Corruption burgeoned under Mugabe, says Gilpin, and was evident for example in allocation of prime crop land confiscated from white farmers to ruling party members and allies with little or no experience in agriculture.
The USIP briefing found that politics and economics were “very closely intertwined in Zimbabwe…. Bad governance has fostered a culture of impunity and helped reinforce the political and economic muscle of the regime’s leadership. This group has become deeply vested in the status quo.
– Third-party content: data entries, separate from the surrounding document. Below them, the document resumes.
PR #55, opened 2017-05-11
Enhance cell helpers

jakewelton:
The current naming of `cell(for indexPath: IndexPath)` could be confused with with `cellForRow(at...`. The call might be expecting our method to return an already dequeued cell, when instead we are dequeueing one. 

This PR prepends the "dequeue" word to the front of the current methods to make this action clear to the caller. It also includes methods to return already dequeued cells of a specific type (essentially calling `cellForRow(at:)` instead of `dequeueReusableCell`)

### DIFF
--- a/Sources/Protocols/ReusableView.swift
+++ b/Sources/Protocols/ReusableView.swift
@@ -47,13 +47,13 @@ public extension UICollectionView {
     }
     
     func cell<T: UICollectionViewCell>(`for` indexPath: IndexPath) -> T
-        where T: ReusableView {
-            guard let cell = cellForItem(at: indexPath) as? T else {
-                assertionFailure("🔥 Cell at \(indexPath) is not of type: `\(T.self)`")
-                return T()
-            }
-            
-            return cell
+    where T: ReusableView {
+        guard let cell = cellForItem(at: indexPath) as? T else {
+            assertionFailure("🔥 Cell at \(indexPath) is not of type: `\(T.self)`")
+            return T()
+        }
+        
+        return cell
     }
 
     func register<T: UICollectionViewCell>(_ cellType: T.Type)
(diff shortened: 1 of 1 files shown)


Sources/Protocols/ReusableView.swift
```diff
@@ -45,6 +45,16 @@ public extension UICollectionView {
 
         return cell
     }
+    
+    func Cell<T: UICollectionViewCell>(`for` indexPath: IndexPath) -> T
```
p4checo: Shouldn't the method name be lowercase?

jakewelton: Yeah it should be. Thanks! Fixed in c8444a957020bcc0b89cab508a2899cce14def6e 😄

Sources/Protocols/ReusableView.swift
```diff
@@ -45,6 +45,16 @@ public extension UICollectionView {
 
         return cell
     }
+    
+    func cell<T: UICollectionViewCell>(`for` indexPath: IndexPath) -> T
+        where T: ReusableView {
```
portellaa: can you fix the indentation here, please? 💄

Sources/Protocols/ReusableView.swift
```diff
@@ -69,13 +79,26 @@ public extension UICollectionView {
 
         return supplementaryView
     }
+    
+    @available(iOS 9, *)
+    func supplementaryView<T: UICollectionReusableView>(forElementKind elementKind: String,
+                                  at indexPath: IndexPath) -> T
+        where T: ReusableView {
```
portellaa: can you fix indentation, please? 💄

Sources/Protocols/ReusableView.swift
```diff
@@ -94,6 +117,36 @@ public extension UITableView {
 
         return view
     }
+    
+    func cell<T: UITableViewCell>(`for` indexPath: IndexPath) -> T
```
portellaa: can you fix the indentation in this methods, please? 💄

Sources/Protocols/ReusableView.swift
jakewelton: Fixed in e9815de6622c0e3fc3706ba68b4867931c309706 :smile:

Sources/Protocols/ReusableView.swift
jakewelton: Fixed in e9815de6622c0e3fc3706ba68b4867931c309706 :smile:

Sources/Protocols/ReusableView.swift
jakewelton: Fixed in e9815de6622c0e3fc3706ba68b4867931c309706 :smile:

p4checo:
@jakewelton Are you still going to add anything to this PR, or can it be merged?

jakewelton:
@p4checo Sorry, yeah I'm finished. I'll merge it 😄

They have demonstrated a capacity to do whatever it takes to maintain their privileged positions, which guarantee unfettered access to wealth and power - at the expense of the vast majority of Zimbabweans.”
Gilpin says president Mugabe’s “very close relationship” with Zimbabwe’s armed forces has “exacerbated the fiscal pressures” in the country, as it’s resulted in the state spending a lot of money on the security sectors, and reducing spending on sectors such as health, education and job creation.
According to Bernard Harborne, Lead Conflict Specialist at the World Bank, Zimbabwe’s military and its leaders have been “major beneficiaries” of government “quasi-fiscal excesses.”
“Substantial transfers and subsidies are made to keep them loyal and in check. This fiscal drain has reinforced the regime-focused nature of the military and cultivated a culture of entitlement,” Harborne says.
He adds that fiscal reform in Zimbabwe will have “profound ramifications” for the country’s armed forces.
Gilpin says the “paradox” in Zimbabwe presently is that certain people in the country are getting rich directly as a result of the chaotic state of the economy.
“Wherever you have economic policies that impose controls on currency and trade, those with access to the levers of power are able to use that for their benefit. They control trade; they impose premiums on currency transactions. Those are the people who are making the most money. The few who have access to political power use that to derive vast economic benefit.”
The effect of this, Gilpin explains, is that Zimbabwe’s dollar continues to weaken and inflation rises, “meaning that the ordinary Zimbabwean earns less every day for the same amount of work, and their savings – particularly if it’s in local currency – is devalued on an ongoing basis.”
Foreign investments still pouring in
Yet as the economic situation has progressively worsened for Zimbabwe’s citizens, large investments have continued to flow into the country.
“The Zimbabwean economy, back into the mid-1980s, had always been a strong economic regional anchor. As such, a number of large companies have ongoing investment programs in Zimbabwe. A number of the more recent investments are continuation plans by these large companies,” Gilpin comments.
In June, Anglo American, one of the largest mining conglomerates in the world, decided to invest a further $400 million in Zimbabwe’s platinum mines. The London-based Lonhro mining group is also planning to invest about $66 million in the country this year. But economic observers say it’s mainly South African mining operations that have been injecting investments into Zimbabwe.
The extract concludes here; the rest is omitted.